Frances Rowe discusses the potential of rural economies, in the context of the ongoing House of Lords enquiry into rural economies.
I have often observed how policy for rural economies seems to be caught between agricultural support on the one hand, and measures to encourage urban growth on the other. Yet as the House of Lords enquiry into rural economies has been finding out, neither perspective is sufficient to unlock the potential of rural economies. As Professor Jeremy Phillipson reminded the committee in his oral evidence that rural businesses are worth an estimated £250 billion per annum to the national economy in GVA terms, the equivalent of the 10 largest cities outside London. The problem with policy is that it regards rural economies as an offshoot of primary production to be catered for by farm support, while urban growth policies fail to take account of the distinctive needs of rural economies that are dominated by small businesses, and where growth and employment may be steadier. Yet as research by Newcastle University’s Rural Enterprise UK has shown, rural businesses are frequently innovative and have the potential to grow – for example, through exports – while making a valuable contribution to the resilience of rural places and communities. With many policies in a Brexit-induced state of flux, including domestic policy for industrial and clean growth strategies, there is the opportunity for rural economies to ‘come in from the cold’ and for their distinctive needs to be recognised. For this to happen several commitments need to be in place. These were spelled out by Professor Phillipson in his evidence to the committee, and in written evidence submitted by the Centre for Rural Economy.

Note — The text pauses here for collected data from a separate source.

PR #4193, opened 2026-09-15
test(profiling): avoid I/O sample queue overflow

realFlowControl:
### Description

Write to a regular temporary file in the I/O correctness test and rewind it after every operation. This slows the synthetic write burst enough for the profiler consumer to drain its queue while keeping the file bounded to 10 KiB. `tmpfile()` also handles cleanup automatically.

### Why

The I/O upscaling correctness workload writes 163,840 small chunks to `/dev/null`. This can produce sampled events faster than the profiler's 100-message channel can consume them. The profiler intentionally uses non-blocking sends, so samples are dropped with `sending on a full channel` and the write total is underestimated.

This caused [PHP 8.1 ZTS to report 8.3% too few write bytes](https://github.com/DataDog/dd-trace-php/actions/runs/34907535322/job/104187568978?pr=4187) and [PHP 8.4 NTS to report 12.2% too few write bytes](https://github.com/DataDog/dd-trace-php/actions/runs/34907535322/job/104187568821?pr=4187).

The read totals passed because reading from `/dev/zero` is slower than reusing one buffer and writing it to `/dev/null`. Accounting for the queue-full warnings brings both write totals within the expected sampling noise, so this is queue overload rather than a problem with the exponential sampler introduced in #4159.

### Reviewer checklist
- [ ] Test coverage seems ok.


profiling/tests/correctness/io_upscaling.php
```diff
@@ -7,6 +7,7 @@
 function write_operations($handle, $data) {
     for ($i = 0; $i < OPERATION_COUNT; $i++) {
         fwrite($handle, $data);
+        rewind($handle);
```
morrisonlevi, line 10: This will also act as a speed limiter, as it slows us down to perform the syscall to seek (and remember the data is now backed by a file, it's a "real" operation). No problem with that, just pointing it out.

profiling/tests/correctness/io_upscaling.php
```diff
@@ -17,7 +18,7 @@ function read_operations($handle) {
 }
 
 function main() {
-    $write_handle = fopen('/dev/null', 'wb');
+    $write_handle = tmpfile();
```
morrisonlevi, line 21: If this returns `false` for failure, then `write_operations` will throw `TypeError`, so the error handling is robust enough (although the error may be initially confusing).

morrisonlevi (approved):
Approved. I think we should also optimize the cost of each sample as we've discussed in #4194 and in Slack.

We may also consider increasing the channel capacity a little bit. We did not increase it when we added I/O profiling, and an increased channel will increase the amount of samples that can be preserved whenever the background thread is unscheduled. It won't help much the background thread is being scheduled but simply isn't keeping up, though, which is why we should optimize the cost of creating/handling each sample. Optimizing that helps other profile types as well.

PR #4197, opened 2026-09-15
Use __cxa_atexit to avoid crash in atexit after unloading

bwoebi:
atexit() is truly at program end, but the tracer may have been unloaded by then. Using __cxa_atexit with our DSO triggers it at DSO unload time (or at exit, if not unloaded (yet)).


morrisonlevi (approved):
Approved. This is a bug we've been discussing on Slack that has been the cause of system tests failing for about a week.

The first is for policy support for rural economies to be decoupled from agriculture, as the OECD was advocating more than 10 years ago. I do not see this as denying the value of agriculture to rural economies, for example as an input into downstream activities such as food processing, the indirect value of farming to tourism, or the innovative potential of farmers to tackle the challenges of a changing climate. Rather, a sectoral focus on primary production in policy terms fails to capture the diversity and potential of the wider rural economy and the needs of non-farming businesses. Second, we need a universal commitment to high speed broadband and mobile infrastructure as an essential underpinning to rural business growth and future rural service provision. It is said we are entering a ‘fourth industrial revolution’. This is an umbrella term for a range of new technologies that are revolutionising the ways in which we live and work, and as a recent workshop as part of the Northern Powerhouse business summit highlighted, it is vital that rural businesses and communities do not miss out. Third is a drive to more effective rural proofing, not only of national government policy, but critically, sub-national policies and programmes, such as the local industrial strategies being developed in England. Not only must policy contain the right words, it must also be designed for rural as well as urban businesses, and evaluated for its rural impacts. Research by Rural Enterprise UK has found that there are distinctive barriers faced by rural businesses in accessing skilled labour and developing the training needed to create high quality jobs and growth. However, with inventive and flexible policies these barriers can be overcome. Finally, policy must be joined up across national and local government so that longstanding structural barriers to rural growth can be tackled, such as the lack of affordable housing and transport. These barriers are not new, but they remain inhibitors of rural business growth. Policy that is calibrated to local needs and opportunities, within an overarching national framework that calls delivery bodies to account, may be the most effective approach all round. I await the Committee’s recommendations with interest, and the government’s response.